The data ▸
┄┄┄┄┄┄┄┄┄┄┄┄┄┄┄┄┄┄┄┄

PR #1037, opened 2022-05-12
Document how to set up tls verify for prometheus servicemonitor

### LINKED ISSUE #1007: Validate TLS cert when scraping RabbitMQ metrics
@ansd commented on [Tue May 11 2021](https://github.com/rabbitmq/tanzu-cluster-operator/issues/65)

┄┄┄┄┄┄┄┄┄┄┄┄┄┄┄┄┄┄┄┄

Work order ▸ Restate the material above exactly, leaving nothing out.

Result of this task ▸
PR #1037, opened 2022-05-12
Document how to set up tls verify for prometheus servicemonitor

### LINKED ISSUE #1007: Validate TLS cert when scraping RabbitMQ metrics
@ansd commented on [Tue May 11 2021](https://github.com/rabbitmq/tanzu-cluster-operator/issues/65)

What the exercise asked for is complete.